Congratulations You Have Built a Globus
We read with amusement “Dear friend, you have built a Kubernetes” and “Dear Sir, You have built a compiler”, two tongue-in-cheek commentaries on the tendency to build quick-and-dirty scripts because the best-of-breed solution is “overkill”. We said, “someone should write one of those for Globus”, but were of course too busy/lazy to do so. But then we realized that we could ask an AI. Prompting ChatGPT o1 with “Please write a version of the following that is about Globus rather than Kubernetes {followed by text at URL}” produced the following text, which is pretty much spot on.
Dear friend,
I’m afraid to inform you that you have built a Globus. I know you only wanted a “simple system” to transfer data between a couple HPC clusters and your laptop. You said, “Globus is overkill” and “we can handle this with basic SSH and some scripts,” and yet, six months later, you have a pile of Python, Bash, and half-baked APIs that break every time someone tries to move a file larger than a few gigabytes—or tries to authenticate with something besides a shared SSH key. Surely, switching to \texttt{rsync} would have solved everything; at least that way, you’d be relying on a standard file synchronization tool. But hold on, you realize \texttt{rsync} alone doesn’t solve identity and credential management, or let you queue large transfers in the background. “Do I really need a separate mechanism for user authentication, server endpoints, concurrency control, error handling, and encryption?” you ask yourself. “Surely not; our data flows are so simple—just HPC cluster A, HPC cluster B, a staging server, and a handful of users.” And so you march on, adding yet another set of scripts for user tokens, partial transfers, error retries, certain that this will be the last patch job you need to maintain this tangle of one-off solutions.

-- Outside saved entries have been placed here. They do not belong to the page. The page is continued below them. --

PR #765, opened 2026-08-27
Name the invariant the pathkeys early-out rests on, since it lives in planner.c and not in either function it relates

jdatcmd:
Follows #763. Comment only, no behaviour change.

The review of #763 made a point I had glossed: I wrote that `has_useful_pathkeys` is "the
same notion" as `truncate_useless_pathkeys` computed earlier. **From the two function bodies
alone that is false.** `truncate_useless_pathkeys` counts strictly more sources:

| | truncate counts | has_useful tests |
| --- | --- | --- |
| PG15/16 | merging, ordering | merging, grouping, `query_pathkeys` |
| PG17 | merging, ordering, grouping, setop | merging, grouping, `query_pathkeys` |
| PG18/19 | merging, ordering, grouping, distinct, setop | merging, grouping, `query_pathkeys` |

Read that way, a query whose only use for an ordering is `DISTINCT` or a set operation looks
like it would be skipped by the early return while the old code kept the claim.

**It is not, and what closes it is in `planner.c`.** `standard_qp_callback` assigns
`root->query_pathkeys` from whichever clause the query has -- group, else window, else
distinct, else sort, else setop, else NIL -- so every extra source `truncate` counts is one of
the five that funnel into `query_pathkeys`. `has_useful_pathkeys` false therefore implies
`truncate_useless_pathkeys` would have returned NIL.

Read in `planner.c` on **15, 17, 18 and 19** rather than taken on the argument (PG15 has no
setop branch because `setop_pathkeys` did not exist yet, which does not weaken it).

## Why a comment is worth a PR here

The funnel is the assumption a later major can break, and PG19 has already restructured this
area once. If it breaks, the early return starts dropping legitimate claims **silently**, and
**no test can see it**: the result is a lost optimisation, not a wrong answer, so there is
nothing to go red. What was written before was the conclusion; a reader could not have checked
it without re-deriving this.

Credit to the reviewer of #763 for catching that the stated reason did not support the stated
conclusion, and for locating the assignment that does.

`sorted_pathkeys` 108/108 on PG17.

### DIFF
--- a/src/columnar_customscan.c
+++ b/src/columnar_customscan.c
@@ -1385,24 +1385,32 @@ pgcolumnar_sorted_pathkeys(PlannerInfo *root, RelOptInfo *rel, Oid relid)
 	 *
 	 * THE TWO ARE NOT THE SAME PREDICATE, and the equivalence relied on here
 	 * comes from planner.c rather than from either function body.
-	 * truncate_useless_pathkeys counts strictly more sources than
-	 * has_useful_pathkeys tests:
+	 * truncate_useless_pathkeys counts more sources than has_useful_pathkeys
+	 * tests, and neither list is stable across majors:
 	 *
-	 *   PG15/16  truncate: merging, ordering
-	 *   PG17     truncate: merging, ordering, grouping, setop
-	 *   PG18/19  truncate: merging, ordering, grouping, distinct, setop
-	 *   all      has_useful: merging, grouping, query_pathkeys
+	 *   major     truncate counts                              has_useful tests
+	 *   PG15/16   merging, ordering                             merging, query_pathkeys
+	 *   PG17      merging, ordering, grouping, setop            merging, group, query_pathkeys
+	 *   PG18      merging, ordering, grouping, distinct, setop  merging, group, query_pathkeys
+	 *   PG19      merging, sort, window, setop, group, distinct merging, query_pathkeys
 	 *
 	 * Read that way, a query whose only use for an ordering is DISTINCT or a
 	 * set operation looks like it would be skipped here while the old code kept
 	 * the claim. It is not, because standard_qp_callback assigns
 	 * root->query_pathkeys from whichever clause the query has -- group, else
-	 * window, else distinct, else sort, else setop, else NIL -- so every extra
-	 * source truncate counts is one of the five that funnel into query_pathkeys.
-	 * has_useful_pathkeys false therefore implies truncate_useless_pathkeys
-	 * would have returned NIL. Checked in planner.c on 15, 17, 18 and 19.
+	 * window, else distinct, else sort, else setop, else NIL -- so every source
+	 * truncate counts beyond merging is one of the five that funnel into
+	 * query_pathkeys. has_useful_pathkeys false therefore implies
+	 * truncate_useless_pathkeys would have returned NIL. Read in planner.c and
+	 * pathkeys.c on 15, 16, 17, 18 and 19.
 	 *
-	 * That is worth stating because it is the assumption a later major can
+	 * The right-hand column is itself the evidence that the funnel is deliberate
+	 * rather than incidental. PG17 added grouping to truncate AND a group_pathkeys
+	 * test to has_useful; PG19 REMOVED that test again while keeping grouping in
+	 * truncate, which is only correct because group_pathkeys reaches
+	 * query_pathkeys. Core relies on the same identity this does.
+	 *
+	 * It is still worth stating, because it is the assumption a later major can
 	 * break. If those five stop funnelling through query_pathkeys -- PG19 has
 	 * already restructured this area once -- this early return starts dropping
 	 * legitimate claims SILENTLY, and no test can see it: the result is a lost
--- a/src/columnar_customscan.c
+++ b/src/columnar_customscan.c
@@ -1382,6 +1382,31 @@ pgcolumnar_sorted_pathkeys(PlannerInfo *root, RelOptInfo *rel, Oid relid)
 	 *
 	 * Declared in optimizer/paths.h with this signature on every supported
 	 * major, immediately above truncate_useless_pathkeys.
+	 *
+	 * THE TWO ARE NOT THE SAME PREDICATE, and the equivalence relied on here
+	 * comes from planner.c rather than from either function body.
+	 * truncate_useless_pathkeys counts strictly more sources than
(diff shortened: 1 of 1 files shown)


OffgridwithJD (commented):
The reasoning is right and this is the sentence I wanted. **Two cells of the table are
wrong for PG 19, though**, and since the whole point of this comment is that a reader
should not have to re-derive it, a PG 19 reader who does re-derive will find it does not
match.

Extracted from the sources on this box:

```
PG17  has_useful: joininfo, has_eclass_joins, group_pathkeys, query_pathkeys
      truncate:   merging, ordering, grouping, setop
PG18  has_useful: joininfo, has_eclass_joins, group_pathkeys, query_pathkeys
      truncate:   merging, ordering, grouping, distinct, setop
PG19  has_useful: joininfo, has_eclass_joins, query_pathkeys          <-- NO grouping
      truncate:   merging, sort, window, setop, grouping, distinct    <-- plus WINDOW
```

So against what the comment says:

1. `PG18/19 truncate: merging, ordering, grouping, distinct, setop` — PG 19 also counts
   **`window_pathkeys`**, and it reads `root->sort_pathkeys` directly rather than through
   a `pathkeys_useful_for_ordering` helper. PG 18 and PG 19 are not the same row.
2. `all has_useful: merging, grouping, query_pathkeys` — **PG 19 does not test
   `group_pathkeys`**. It is two conditions there, not three, so "all" is wrong.

**Neither breaks the conclusion**, which is the good news and worth saying in the comment
itself: `window_pathkeys` is in the same `standard_qp_callback` chain (`group`, else
`window`, else `distinct`, else `sort`, else `setop`), so it funnels into
`query_pathkeys` exactly like the others, and PG 19 dropping the `group_pathkeys` test is
harmless for the same reason — `group` is the first branch of that chain, so
`group_pathkeys != NIL` already implies `query_pathkeys != NIL`.

That last point is arguably worth a clause of its own, because it explains why PG 19 was
*able* to drop the redundant test, which is evidence the funnel is deliberate rather than
incidental — and the funnel being deliberate is the whole load-bearing assumption here.

Suggested rows:

```
 *   PG15/16  truncate: merging, ordering
 *   PG17     truncate: merging, ordering, grouping, setop
 *   PG18     truncate: merging, ordering, grouping, distinct, setop
 *   PG19     truncate: merging, sort, window, setop, grouping, distinct
 *   15-18    has_useful: merging, grouping, query_pathkeys
 *   19       has_useful: merging, query_pathkeys
```

Not approving only because this PR *is* the comment, so an inaccurate table is the defect
rather than a nit on the side. It is a one-line fix and I will approve on sight — CI is
already 12/12 green and `CLEAN`, and nothing else here needs changing.

OffgridwithJD (commented):
Re-checked the corrected table against all five sources on my box. **Every row is now
right**, including both cells I flagged:

```
PG15/16  truncate: merging, ordering                        has_useful: joininfo/eclass, query_pathkeys
PG17     truncate: grouping, merging, ordering, setop       has_useful: + group_pathkeys
PG18     truncate: + distinct                               has_useful: + group_pathkeys
PG19     truncate: merging, sort, window, setop, group, distinct   has_useful: joininfo/eclass, query_pathkeys
```

The added paragraph is the strongest part of the comment now, and it is a better argument
than the one I suggested.

**One thing that would make it stronger still, and shorter — core uses this exact idiom.**
`indxpath.c` builds an index's pathkeys the same way, gate then build then truncate
(PG 18 `:916-923`, and the same shape on 15/16/17/19):

```c
pathkeys_possibly_useful = (scantype != ST_BITMAPSCAN &&
                            has_useful_pathkeys(root, rel));
index_is_ordered = (index->sortopfamily != NULL);
if (index_is_ordered && pathkeys_possibly_useful)
{
    index_pathkeys = build_index_pathkeys(root, index, ForwardScanDirection);
    useful_pathkeys = truncate_useless_pathkeys(root, rel, index_pathkeys);
```

`has_useful_pathkeys` has three callers in core — `indxpath.c`, `allpaths.c` (gating
child-rel equivalences for MergeAppend) and `relnode.c` — and the `indxpath.c` one is
structurally identical to what this function does.

That matters for two reasons worth a sentence each. It means this early return is not a
novel shortcut needing novel justification; it is the guard core itself puts in front of
building a btree index's pathkeys. And it bounds the risk exactly: if the funnel ever
breaks, an ordered index on the same column loses the same optimisation in the same query,
so this claim is **no weaker than an index's** — which is the same bar the collation
refusal in this file already sets a few lines below.

Optional, and I would not push it if you would rather not restart CI. The table being
right was the defect and it is fixed.

Not approving only because CI is still running (2 legs). I will approve when it lands.

OffgridwithJD (approved):
Approving. CI **12/12 green** on `07e9ae4`, `mergeStateStatus` `CLEAN`, and both suites legs
ran a full matrix (PG 17: 209 ran, 9 skipped; PG 18: 212 ran, 6 skipped).

I verified the two claims this comment makes that a reader would otherwise have to
re-derive — which is the comment's whole purpose, so they seemed worth checking rather
than reading.

**The per-major table is right on all five rows.** Re-extracted from the sources:

```
PG15/16  truncate: merging, ordering
PG17     truncate: merging, ordering, grouping, setop
PG18     truncate: merging, ordering, grouping, distinct, setop
PG19     truncate: merging, sort, window, setop, group, distinct
15-18    has_useful: merging, group_pathkeys, query_pathkeys
19       has_useful: merging, query_pathkeys
```

**"indxpath.c gates, builds, then truncates, in that order, on every supported major"
holds on all five**, and I checked each rather than sampling:

```
PG15  gate@987  build@991  truncate@993
PG16  gate@964  build@968  truncate@970
PG17  gate@911  build@915  truncate@917
PG18  gate@917  build@921  truncate@923
PG19  gate@916  build@920  truncate@922
```

Worth noting the comment cites **no line numbers**, which is the right call — those five
sets differ on every major and any one of them would have been stale on four of the five.
The claim as written is the durable form of it.

The `has_useful_pathkeys` caller count is right too: three in core, and the `indxpath.c` one
is the structural match.

The paragraph that closes it — if the funnel breaks, an ordered index on the same column
loses the same optimisation in the same query, so this is no weaker than an index — is a
better argument than the one I suggested, and it lands the file on the same bar the
collation refusal sets a few lines below. That consistency is worth more than either
sentence alone.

But wait—eventually, you realize you need to support external collaborators at other institutions. Now you have to deal with multiple ID providers, each with its own password policies and group membership tools. Tired, you spin up a homegrown identity bridging service and keep track of “trust relationships” in a JSON file that nobody dares edit. One of your team members suggests connecting everything via a single OIDC server. After that, you’re sure the authentication complexity will be gone forever.
Except if you quit or go on vacation, who’s going to maintain this labyrinth of scripts, credential wrappers, and half-documented endpoint definitions? The fragile multiplexing you set up over \texttt{ssh} tunnels? Who will remember the ephemeral ephemeral “temp space” mounting procedures that only you seemed to understand? So you think, “Let’s keep it all under control with Ansible or Terraform, so we can treat our HPC endpoints as version-controlled, ready-to-spawn clones.” Certainly, you say, this is going to be simpler and easier to maintain than just using Globus. What glorious engineering, indeed. In the final stretch of your journey to avoid building a Globus, your manager tells you that your transfer service must also handle user file sharing and direct HTTPS links for collaborators who refuse to learn \texttt{scp}. Handling sharing via ephemeral tokens requires you to design a brand-new sign-and-verify scheme. “Not my problem,” says your manager. So you write a separate token service that checks each user’s privileges and logs every operation. Done at last, you say to yourself—without having to build a Globus. A user-friendly interface, robust transfer engine, identity federation, multi-endpoint concurrency, ephemeral tokens, an API to manage shares. Dear friend, you have built a Globus.
Addressed to: Those who wanted to avoid Globus.
P.S. I don’t mean to imply that you can never roll your own data transfer and sharing system that suits your needs better than Globus, nor that Globus itself is without any complexity. I just want to gently caution you, dear friend, to consider why Globus exists—and the pains it solves—before embarking on the joyfully maddening quest of building it yourself.
We would like to thank everyone whose enthusiasm for Globus helped train the AI!